Discuter du bien-fondé de la réforme tarifaire ne doit pas nous faire prendre la partie pour le tout. Au-delà des débats réels auxquels se livrent des gestionnaires d'établissements légitimement inquiets de subir une baisse de leurs dotations budgétaires, la détresse actuellement exprimée par le secteur de la prise en charge des personnes âgées dépendantes excède les seules modalités de son financement.

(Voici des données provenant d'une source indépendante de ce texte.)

PR #1679, opened 2026-06-26
fix(inventory): installed_apps reads registry via Reg*W for correct UTF-8 (#1662)

### LINKED ISSUE #1662: inventory(plugin): installed_apps Windows reads registry via RegQueryValueExA (cp1252), mangling non-ASCII names
Found during ADR-0016 governance (PR #1661). `agents/plugins/installed_apps/src/installed_apps_plugin.cpp:154` uses **RegQueryValueExA**, which returns registry strings in the system ANSI code page (cp1252 on Western Windows), not UTF-8. The plugin's `sanitize_utf8` then replaces the resulting invalid bytes with '?', so e.g. `Café`→`Caf?`. Now that installed-software lands in a queryable typed store, this **breaks the flagship exact-match query** `WHERE name=$1` for any non-ASCII app/publisher (and corrupts the stored data).

**Fix:** switch the registry reads to `RegQueryValueExW` + `WideCharToMultiByte(CP_UTF8, …)` so names are correct UTF-8. Windows-runtime change with a wider blast radius (other installed_apps consumers) — own PR, smoke on the Windows agent VM with a controlled non-ASCII DisplayName. Reuse an existing wide→UTF-8 helper (`process_enum.cpp`/`dex_observer.cpp`). HIGH data-quality, not a safety blocker (the ingest seam already scrubs invalid bytes to U+FFFD defensively — PR #1661).

FortitudeEtc:
Fixes #1662.

## Summary

The `installed_apps` plugin read the Windows uninstall registry keys via the ANSI `Reg*A` APIs, which return strings in the system code page (cp1252 on Western installs), not UTF-8. The plugin's defensive `sanitize_utf8` then replaced the resulting invalid bytes with `?` (`Café` → `Caf?`), corrupting any non-ASCII app/publisher name — and, now that those names land in the typed `SoftwareInventoryStore` (ADR-0016 / #1661), breaking the flagship exact-match query `WHERE name = $1` for international fleets.

All three registry read paths (`list` / `query` / `list_per_user`, including the `NTUSER.DAT` hive-load) now read via the wide `Reg*W` APIs + `WideCharToMultiByte(CP_UTF8)`, matching the `registry`/`processes` plugins' established idiom. `sanitize_utf8` stays as defence-in-depth on Windows and remains load-bearing for the Linux/macOS subprocess paths. **No proto / store / plugin-ABI / wire change**; the pipe-delimited output contract is unchanged — only the *bytes* of non-ASCII names differ.

## Commits

1. `fix` — the `Reg*A` → `Reg*W` conversion + `to_wide`/`from_wide`/`reg_sz_to_utf8` helpers.
2. `harden` (gov round 1) — BLOCKING WCHAR-count reset fix (`constexpr kNameBufLen`); hive `RegUnLoadKeyW` RAII guard; docs (inventory.md troubleshooting, upgrading.md, CLAUDE.md `Reg*W` idiom).
3. `harden` (gov Gate-8) — RAII-close the enumerate HKEYs so the hive unload actually succeeds on the `bad_alloc` path (closes the round-2 BLOCKING + a pre-existing handle leak).

## Governance

Full pipeline (Gates 2–6, 11 agents) + Gate-8 re-review. **0 CRITICAL / 0 HIGH.** Two BLOCKINGs found and fixed:
- A WCHAR-count vs byte-size skew on the one A→W reset site missed in `enumerate_uninstall_key` — load-bearing because that function also runs over the attacker-writable `RegLoadKeyW(NTUSER.DAT)` hive where the create-time 255-char cap does not hold (stack-overflow LPE primitive). Fixed by binding the array size and all three resets to one `constexpr`.
- A Gate-8 finding that the round-1 hive RAII guard was defeated on its own target path (`RegUnLoadKeyW` fails while subtree handles are open). Fixed by RAII-wrapping the enumerate HKEYs so they close during unwind before the caller's guard runs.

## Tests / verification

- MSVC compile + link clean.
- Standalone `cl.exe` registry round-trip smoke (seeds a real HKCU key, reads back through the exact `Reg*W` path, asserts UTF-8 bytes).
- **Full live e2e on the UAT rig** (agent → gateway `:50051` → server → PostgreSQL): a seeded `Café Ñoño 日本語` `DisplayName` lands in `software_inventory_store.installed_software` as exact UTF-8 (`436166c3a9…e8aa9e…`), re-confirmed on the final 3-commit binary, then reconciled clean.

## Deferred follow-ups (filed separately, all pre-existing / operator-gated `list_per_user` path)

`list_per_user` hive-mount hardening (startup stale-mount cleanup, enumeration cap, `ERROR_MORE_DATA` drop, silent-empty under a privilege-constrained service account, HKEY-RAII parity, fault-injection test); shared win-string helper extraction + unit tests; sibling `Reg*A` plugins (`windows_updates`/`vuln_scan`/`sccm`/`os_info`).


fjarvis (approved):

Three reviewers: a **Claude** subagent and **Codex** reviewed independently then cross-examined, and **Hermes** (Anthropic cyber skill pack) ran an independent memory-safety pass. The core fix is correct and all three agree the conversion path is sound — approving with a few non-blocking fold-in suggestions.

**The encoding fix is right.** All three reviewers independently confirm the `Reg*A → Reg*W → WideCharToMultiByte(CP_UTF8)` path uses the two-call size pre-flight, is memory-safe on the normal path, and **cannot emit malformed UTF-8 downstream**; the agent/server `sanitize_utf8_strict` + `clamp_field` scrub keeps the canonical-hash cross-pin from desyncing (embedded-NUL is stripped before hashing, so no hash corruption). Compiled clean on Linux by both Claude and Codex; CI green.

### Non-blocking — recommended fold-ins (none block merge)
- **HKEY RAII on the per-user path (worth doing now).** `do_list_per_user` still manually closes `profiles_key` (`installed_apps_plugin.cpp:573`) and `sid_key` (`:525`) — they leak on a `std::bad_alloc` between open and close. It's pre-existing and exception-only (not a regression — this PR is what *introduced* `HKeyCloser` and applied it to the main path), so it doesn't block, but since the RAII type now lives two functions away it's a clean 2-line fold-in: wrap both handles in `HKeyCloser` and drop the manual closes. *(All three reviewers flagged this; Hermes graded it a block — I disagree, since it's a non-regression exception-only leak of a plain `HKLM\ProfileList` handle, not the mounted-hive handle.)*
- **Fixed 512-WCHAR read buffers drop long values.** `RegQueryValueExW` into `wchar_t buf[512]` accepts only `ERROR_SUCCESS`, so a `REG_SZ` longer than the buffer returns `ERROR_MORE_DATA` → empty → that app/field is silently dropped (`:211`, `ProfileImagePath` at `:508`). Pre-existing and rare, but the canonical field budget downstream is 1024 bytes (`sync_source_installed_software.cpp:21`), so the read cliff is tighter than the store. Size-query-then-allocate would close it.
- **`REG_EXPAND_SZ` not handled** — only `REG_SZ` is accepted, so an expandable DisplayName/publisher is ignored. Minor completeness (Hermes).
- **`|`-delimiter collision (pre-existing, separate follow-up).** `parse_installed_apps_output` splits the plugin's `name|version|publisher|…` line on `|`, and `clamp_field` strips `0x1F/0x1E/NUL` but **not** `|`; an app whose DisplayName contains `|` mis-parses into shifted fields. Not introduced here and not an injection (downstream SQL is parameterized), but a real data-integrity nit worth its own issue.
- **`sid_buf` bare `256` literals** (`:493`) — the byte-vs-WCHAR maintainability hazard this PR fixed in the sibling loop with `kNameBufLen`; add `constexpr DWORD kSidBufLen = 256;`.
- **No test pins the new conversion** — add a host-independent unit test feeding a UTF-16 `REG_SZ` (`Café Ñoño 日本語`) through `reg_sz_to_utf8`/`from_wide` and asserting exact UTF-8 output.

None of these block — the PR correctly fixes the `Reg*A`→`Reg*W` corruption (#1662). The HKEY RAII fold-in is the one I'd most encourage landing here since it's trivial and in the file you're already touching; the rest are fine as follow-ups.

### Empiricism
Both Claude and Codex compiled the changed TU clean on Linux (`-std=c++23 -Wall -Wextra -Wpedantic`); the new helpers are all under `#ifdef _WIN32` and the non-Windows path is unaffected. CI green on the head (9 pass). The `#ifdef _WIN32` registry path can't be executed on a Linux host (no MSVC/MinGW), so the Win32 findings are MSDN-contract static-read across all three reviewers — a Windows registry fixture test would be the way to pin runtime behaviour.

---
*Produced by Codex + a Claude subagent reviewing independently then cross-examining, plus an independent Hermes (Anthropic cyber skill pack) pass, synthesized and adjudicated against the anchors.*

Il n'est aujourd'hui plus possible de reporter la réforme d'ensemble du modèle de ressources humaines en Ehpad appelée par le secteur. Le manque de personnel, la difficulté des tâches, l'ambiguïté des liens de l'hébergement en établissement avec la prise en charge sanitaire sont autant de signaux qui requièrent une clarification nécessaire des missions des acteurs et du secteur de façon plus général.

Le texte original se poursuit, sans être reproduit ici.